Solitary

Blake's 7Vila awakens, locked in a cabin on the Liberator and struggling to remember how he came to be there. He is eventually contacted telepathically by a man named Nyrron – a man who Vila and Cally teleported into the middle of a Federation weapons factory to find. Nyrron, an Auron, tries to talk Vila through his recent memories of that mission, including finding Nyrron to be the only living person in a sea of burned corpses after an accident at the factory. Though Cally feels Nyrron is a promising candidate to join the cause of freedom, Avon and Jenna are less sure; Blake gives Nyrron a chance to prove his loyalty to the rebellion. Nyrron and Vila are sent to another Federation facility to find the communications component that had already been destroyed on the factory planet, but this world has another problem: a non-corporeal life form has taken hold here, capable of inhabiting any mind and copying its memories, essentially assuming its identity. The reason Vila has been locked up after this mission is simple: he isn’t really Vila. But is Nyrron, free to mingle with the Liberator crew, really Nyrron?

written by Nigel Fairs
directed by Lisa Bowerman
music by Alistair Lock

Cast: Michael Keating (Vila), Anthony Howell (Nyrron)

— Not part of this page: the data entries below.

PR #751, opened 2021-04-07
Flaky Facility Faction Fix

Fate-JH:
Here's the story so far:
When the server starts up, all of the zones start up.  Upon each zone, every building is created.  Buildings also have a separate flag that indicates whether a supply of NTU is available, `true` by default since only major facilities have resource silos to vary the power state (normally).  When a facility's amenities start, a resource silo may get constructed also will also gain a control agency.  That control agency is eventually passed a "start-up" message that initializes the silo to its proper functionality and is supposed to return a message to the building control agency indicating the NTU status upon receipt.  Resource silos start with no NTU in stock.  It's an override and code that runs after normal zone setup that distributes an artificial NTU value (max).  While all this is going on, somewhere else in the code, the last-known faction affiliation of the building is being polled from the database and will be assigned to the building as long as it is powered and believes it has a supply of NTU at the time.  **As long as it believes it has a supply of NTU at the time**.

SO.  The problem we are looking at goes something like this: the facility has completed being set up and the resource silo is sent a "start-up" message; the database is queried about the base's faction affiliation; and, the NTU of the facility is artificially set.  The silo reports to the facility that it has no NTU first, so the facility goes into no NTU mode.  The database reports the facility's faction affiliation second, but it fails to gets applied because the facility has no NTU.  The silo has its NTU artificially set third, so the facility goes into "has NTU" mode.  This is a very specific order of things that should go right going wrong, and that results in a facility previously captured by one faction at the end of one run of the server suddenly being neutral at the start of the next run of the server.

There's a long-winded way to solve it and make certain everything is sequenced properly with the faction of the database call being applied last but I completely eschew that noise and just set the start NTU to silos to max.

It works, doesn't it?

### DIFF
--- a/src/main/scala/net/psforever/actors/session/SessionActor.scala
+++ b/src/main/scala/net/psforever/actors/session/SessionActor.scala
@@ -6823,7 +6823,7 @@ class SessionActor(middlewareActor: typed.ActorRef[MiddlewareActor.Command], con
         //silo capacity
         sendResponse(PlanetsideAttributeMessage(amenityId, 45, silo.CapacitorDisplay))
         //warning lights
-        sendResponse(PlanetsideAttributeMessage(silo.Owner.GUID, 47, if (silo.LowNtuWarningOn) 1 else 0))
+        sendResponse(PlanetsideAttributeMessage(silo.Owner.GUID, 47, silo.LowNtuWarningOn))
         if (silo.NtuCapacitor == 0) {
           sendResponse(PlanetsideAttributeMessage(silo.Owner.GUID, 48, 1))
         }
--- a/src/main/scala/net/psforever/objects/serverobject/llu/CaptureFlagSocketControl.scala
+++ b/src/main/scala/net/psforever/objects/serverobject/llu/CaptureFlagSocketControl.scala
@@ -1,0 +1,20 @@
+// Copyright (c) 2020 PSForever
+package net.psforever.objects.serverobject.llu
+
+import akka.actor.Actor
+import net.psforever.objects.serverobject.affinity.FactionAffinityBehavior
+
+/**
+  * An `Actor` that handles messages being dispatched to a lattice logic unit (LLU) socket.
+  * Actually does nothing lol
+  * @param socket the socket entity being governed
+  */
+class CaptureFlagSocketControl(socket: CaptureFlagSocket)
+  extends Actor
+  with FactionAffinityBehavior.Check {
+  def FactionObject      = socket
+
+  def receive: Receive = {
+    case _ => ;
+  }
+}
--- a/src/main/scala/net/psforever/actors/session/ChatActor.scala
+++ b/src/main/scala/net/psforever/actors/session/ChatActor.scala
@@ -355,6 +355,8 @@ class ChatActor(
                           val soi2 = building.Definition.SOIRadius * building.Definition.SOIRadius
                           Vector3.DistanceSquared(building.Position, position) < soi2
                         }
+                    case Some(all) if all.toLowerCase.startsWith("all") =>
+                      session.zone.Buildings.values
                     case Some(x) =>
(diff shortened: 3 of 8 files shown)


Fate-JH:
According to logging, there are five instances where the initial message from a silo to its facility does not get received.  In short, "Message [net.psforever.actors.zone.BuildingActor$SuppliedWithNtu] to Actor[akka://PsLogin/user/system-default-actor#-1390451820] was not delivered. [1] dead letters encountered" and this is a consistent ten facilities.  I wish to explore why which instances generate this problem and rectify them before this PR is closed.

src/main/scala/net/psforever/actors/session/SessionActor.scala
```diff
@@ -6823,7 +6823,7 @@ class SessionActor(middlewareActor: typed.ActorRef[MiddlewareActor.Command], con
         //silo capacity
         sendResponse(PlanetsideAttributeMessage(amenityId, 45, silo.CapacitorDisplay))
         //warning lights
-        sendResponse(PlanetsideAttributeMessage(silo.Owner.GUID, 47, if (silo.LowNtuWarningOn) 1 else 0))
+        sendResponse(PlanetsideAttributeMessage(silo.Owner.GUID, 47, silo.LowNtuWarningOn))
```
Mazo, line 6826: Is sending a boolean going to work for `PSAM`?

Fate-JH:
At first, my assumption was that some facilities might have not been ready to accept the initial setup messages of the silos but that turned out to be inacurate.  What was really happening was the very reason I had constructed `Default .Actor` in the first place!  LLU sockets, called `CaptureFlagSocket`s on our side, were never assigned a control agency and, though they have no need to know about power or NTU, all amenities in a facility are to receive those messages in case they are powered.  In fact, all objects of type `PlanetSideServerObject` should be expected to have a (working?) control agency.  Supplying that resolved the log messages.

src/main/scala/net/psforever/actors/session/SessionActor.scala
Fate-JH: Check out the `implicit` `WorldSession.boolToInt` function.

src/main/scala/net/psforever/objects/serverobject/llu/CaptureFlagSocketControl.scala
```diff
@@ -0,0 +1,20 @@
+// Copyright (c) 2020 PSForever
+package net.psforever.objects.serverobject.llu
+
+import akka.actor.Actor
+import net.psforever.objects.serverobject.affinity.FactionAffinityBehavior
+
+/**
+  * An `Actor` that handles messages being dispatched to a lattice logic unit (LLU) socket.
+  * Actually does nothing lol
```
Mazo, line 9: > All amenities in a facility are to receive those messages in case they are powered. In fact, all objects of type `PlanetSideServerObject` should be expected to have a (working?) control agency

It's probably worth adding something along those lines as a comment to this, so in the future we know why it exists but does nothing

Alternatively, can we just skip over `PlanetSideServerObject` that have a null `Actor`?

Fate-JH: Technically, it has the `Default.Actor` that bounces messages sent to it into `deadLeaves`, not `null`.  If it were `null`, that part of the server would explode whenever a message was dispatched to it.  The purpose of `Default.Actor` is to avoid that explosion and to indicate that something's actor was not started correctly.

In the documentation for `PlanetSideServerObject`:
"An object layered on top of the standard game object class that maintains an internal `ActorRef`.
"A measure of synchronization can be managed using this `Actor` as a 'controlling agent'."
I can add a comment that "this actor only exists to comply with the contract for `PlanetSideServerObject` entities" but that seems more excessive that the informal "lol".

Notes: This is the second of the three stories comprising the first Liberator Chronicles box set produced by Big Finish Productions. All three stories take place between the first season episodes Project Avalon and Breakdown. Nyrron returns in Wolf, a story in the second Liberator Chronicles box set.

LogBook entry and TheatEar review by Earl Green

Review: It’s been all the rage in recent years to touch every possible setting and character with zombie stories. Comics publisher IDW managed to stretch a single zombie-related story strand across many of its major franchises, including Transformers and classic Star Trek, and zombies have managed to push their way into other stories and series as well, swarming like… well, like persistent zombies, naturally. Solitary brings the zombie vibe to Blake’s 7, though fortunately we don’t really get to that part of the story until about two-thirds of the way in.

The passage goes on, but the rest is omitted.